Dive Brief:
- Abridge is expanding its clinical decision support tool through two partnerships with publishers of major medical journals, the AI scribe company announced Wednesday.
- Under the deal, content from the New England Journal of Medicine and the JAMA Network will inform the AI’s responses when clinicians search for medical information and ask questions about patient care.
- The tool should allow clinicians to more easily access the latest medical research, Abridge said. “With the amount of complexity that exists in healthcare now, easy access to information for the right patient, the right moment, the right clinical conversation — it’s critical,” Matt Troup, clinical strategy principal at Abridge, said in an interview.
Dive Insight:
Over the past three years, the use of generative AI in healthcare has significantly increased, especially for tasks like documenting patient care and searching for medical information.

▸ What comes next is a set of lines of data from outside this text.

Issue #7657, opened 2024-06-14
[BUG] Deleting a case does not completely remove it


HNOONa-0:
## Current Behavior
Deleting a case does not delete it entirely, the current case data still persists. Here is a video of what I mean where I create a new case and delete it:

[Screencast from 2024-06-14 16-57-58.webm](https://github.com/omegaup/omegaup/assets/59091536/302421ad-b609-4fef-9bf1-91bca158b67f)

## Expected Behavior

Before deleting a case, make sure to switch to a different currently available case.

PR #7661, opened 2024-06-18
Switch to a different case when deleting one

HNOONa-0:
# Description

Before deletion of a case set current case to a random `case` in `cases` object. 

Fixes: #7657

# Checklist:


frontend/www/js/omegaup/grader/GraderStore.js
```diff
@@ -446,6 +446,18 @@ let store = new Vuex.Store({
...
         return;
+
+      let keys = Object.keys(store.state.request.input.cases);
+
+      // do not delete if there is only one test case
+      if (keys.length === 1) {
+        return;
+      }
+
+      // switch to a random case
```
pabo99, line 457: Nit:
```suggestion
      // switch to the closest available test case
```

pabo99 (commented):
Do you think it's possible to apply this same change in the TypeScript file? If this function hasn't been migrated yet, find a way to add a note so that we don't forget to include the change.

HNOONa-0:
> Do you think it's possible to apply this same change in the TypeScript file? If this function hasn't been migrated yet, find a way to add a note so that we don't forget to include the change.

Yes but I'm delaying it on purpose. I would like to first make all possible improvements to the `store` then add all those improvements in one go to Typescript version of the `store` in this [pr](https://github.com/omegaup/omegaup/pull/7634).

frontend/www/js/omegaup/grader/GraderStore.js
HNOONa-0: Cases are not sorted and when you insert new ones, the order might not be what you expect. That is why I wrote random case. I wanted to type a comment like that but I imagined that it would be confusing to future readers .

pabo99: It's okay! Let me mark this conversation as resolved

pabo99:
> > Do you think it's possible to apply this same change in the TypeScript file? If this function hasn't been migrated yet, find a way to add a note so that we don't forget to include the change.
> 
> Yes but I'm delaying it on purpose. I would like to first make all possible improvements to the `store` then add all those improvements in one go to Typescript version of the `store` in this [pr](https://github.com/omegaup/omegaup/pull/7634).

Excellent!

heduenas (approved):

Issue #7687, opened 2024-07-03
[FEATURE] Migrate TextEditorComponent to Typescript


HNOONa-0:
Refactor the `TextEditorComponent` to TypeScript in preparation for upcoming migration.

PR #7688, opened 2024-07-03
refactor text editor to class vue and typescript

HNOONa-0:
# Description

Fixes: #7687

# Checklist:


frontend/www/js/omegaup/graderv2/TextEditorComponent.vue
```diff
@@ -0,0 +1,65 @@
+<template>
```
HNOONa-0, line 1: https://github.com/omegaup/omegaup/blob/2bc420a29849fb5c354534ecf29d6335eb00a07a/frontend/www/js/omegaup/grader/TextEditorComponent.vue#L1-L83

frontend/www/js/omegaup/graderv2/TextEditorComponent.vue
```diff
@@ -0,0 +1,65 @@
...
+
+  get title(): string {
+    return this.filename;
+  }
+}
+</script>
+
+<style scoped>
+.textarea.vs-dark {
+  background: #222;
```
pabo99, line 53: Can you add this color to the `_variables.scss` file?

frontend/www/js/omegaup/graderv2/TextEditorComponent.vue
pabo99: What's the difference between this component and `MonacoEditorComponent`?

If you can add a screenshot or a screencast it would be great

frontend/www/js/omegaup/graderv2/TextEditorComponent.vue
HNOONa-0: `TextEditorComponent` is not actually an editor, it's those two readonly `textareas` at the end of the editor that display run information and errors as necessary. Maybe we should rename this component. 
image

frontend/www/js/omegaup/graderv2/TextEditorComponent.vue
HNOONa-0: `TextEditorComponent` is not actually an editor, it's those two readonly `textareas` at the end of the editor that display run information and errors as necessary. Maybe we should rename this component. 
image

pabo99: Oh, I got it now. It seems that the textarea allows text editing with the disabled property, so I don't see the need to change the component name (just a comment I made in another PR about removing the `Component` suffix). Thanks for the screenshot.

pabo99 (approved):
LGTM

heduenas (approved):

Issue #7700, opened 2024-07-07
Fix all the buttons on the problem creator page.


Aritra8438:
There are 3 buttons related to the zip file:
- [x] https://github.com/omegaup/omegaup/pull/7701
- [x] #7702
- [x] #7779 

We should make them work.

PR #7701, opened 2024-07-07
Enable users to reset the creator page

Aritra8438:
Add the logic to:
- Reset store.
- Reset CasesStore
- Reload the page.

Related to: #7700

https://github.com/omegaup/omegaup/assets/64671908/331062b7-21ae-453a-ae88-4705911ff98c

# Checklist:


frontend/www/js/omegaup/components/problem/creator/Header.vue
```diff
@@ -21,7 +21,7 @@
           {{ T.problemCreatorGenerateProblem }}</span
         >
       </b-button>
-      <b-button variant="warning" size="sm">
+      <b-button variant="warning" size="sm" @click="createNewProblem()">
```
carlosabcs, line 24: You need to pass a function reference, not a function call as the callback for the click event.
```suggestion
      <b-button variant="warning" size="sm" @click="createNewProblem">
```

Aritra8438: Hi @carlosabcs, may you look into this SO [answer](https://stackoverflow.com/questions/62828904/vue-testing-jest-button-triggerclick-not-working#:~:text=i%20have%20been%20struggling%20with%20this%20as%20well%2C%20it%20seems%20sometimes%20the%20test%20component%20has%20a%20hard%20time%20finding%20the%20emitting%2Fcalls%20to%20functions%20that%20do%20not%20have%20parentheses.)? For testing purposes, I added the parenthesis.

carlosabcs: Before accepting this, and because it looks weird. Could you try using `mount` instead of `shallowMount`? See reference [here](https://stackoverflow.com/questions/51536537/running-jest-with-bootstrap-vue)

carlosabcs: However, maybe you need to add:
`localVue.use(BootstrapVue)`.

Or did you try this: https://stackoverflow.com/a/53598621? Please try other options and if they don't finally work. Then let's use what you did because passing a function call seems uncommon.

frontend/www/js/omegaup/components/problem/creator/Header.test.ts
```diff
@@ -26,4 +27,47 @@ describe('Header.vue', () => {
...
+
+  it('Should reset the store on clicking the reset button', async () => {
+    const original = window.location;
+
+    Object.defineProperty(window, 'location', {
+      configurable: true,
+      value: { reload: jest.fn() },
+    });
+
+    const wrapper = mount(Header, { localVue, store });
```
Aritra8438, line 39: I have used `mount` only.

frontend/www/js/omegaup/components/problem/creator/Header.test.ts
```diff
@@ -10,7 +11,7 @@ localVue.use(IconsPlugin);
```
Aritra8438, line 11: Also I have used
```js
localVue.use(BootstrapVue);
```

Aritra8438 (commented):
Hi @carlosabcs, PTAL!

carlosabcs (approved):
LGTM

Aritra8438:
@heduenas, PTAL!

frontend/www/js/omegaup/components/problem/creator/Header.vue
carlosabcs: The problem with `shallowMount` is that it only renders the current component, the nested components are not "compiled". That's why BootstrapVue component's are not being correctly rendered.

heduenas (approved):

Issue #7710, opened 2024-07-12
[FEATURE] Add `ephemeral.ts` to manually test typescript components


HNOONa-0:
To test the recently approved typescript components CaseSelector, MonacoEditor, etc.., it would be easier to integrate them into typescript version of `ephemeral.js`.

Thirty-five percent of physicians report using AI tools to look up recent research in order to aid in care delivery and decision-making, according to a survey published last month by Doximity. Nearly 30% said they use a voice-based documentation tool, which typically records clinicians’ conversations with patients and drafts a clinical note, the survey found.
Founded in 2018, Abridge is one of a number of firms touting these AI scribes. The company, which raised two nine-digit funding rounds last year, works with 250 health systems across the country, including Kaiser Permanente, UPMC and Northwell Health.
Now, Abridge is expanding its clinical support capabilities. Providers can query an AI before appointments with patients to help them prepare. They can also chat with the AI, which can use information from a patient’s clinical notes to guide reponses, during and after visits, Troup said.
The clinical decision support capabilities have been available to clinicians for the past two to three months, using information from Wolters Kluwer’s UptoDate clinical and drug data tool, Troup said. Content from NEJM and JAMA will roll out in the coming months, according to a press release Wednesday.
All information delivered to a clinician is annotated, so providers can see where answers were sourced. That should build trust in the AI, as well as serve as a safety guardrail against hallucinations or misleading information, Troup said.
“The clinician is in control and is the decision maker, but the access to that information is now presented in a more meaningful and impactful way,” he said.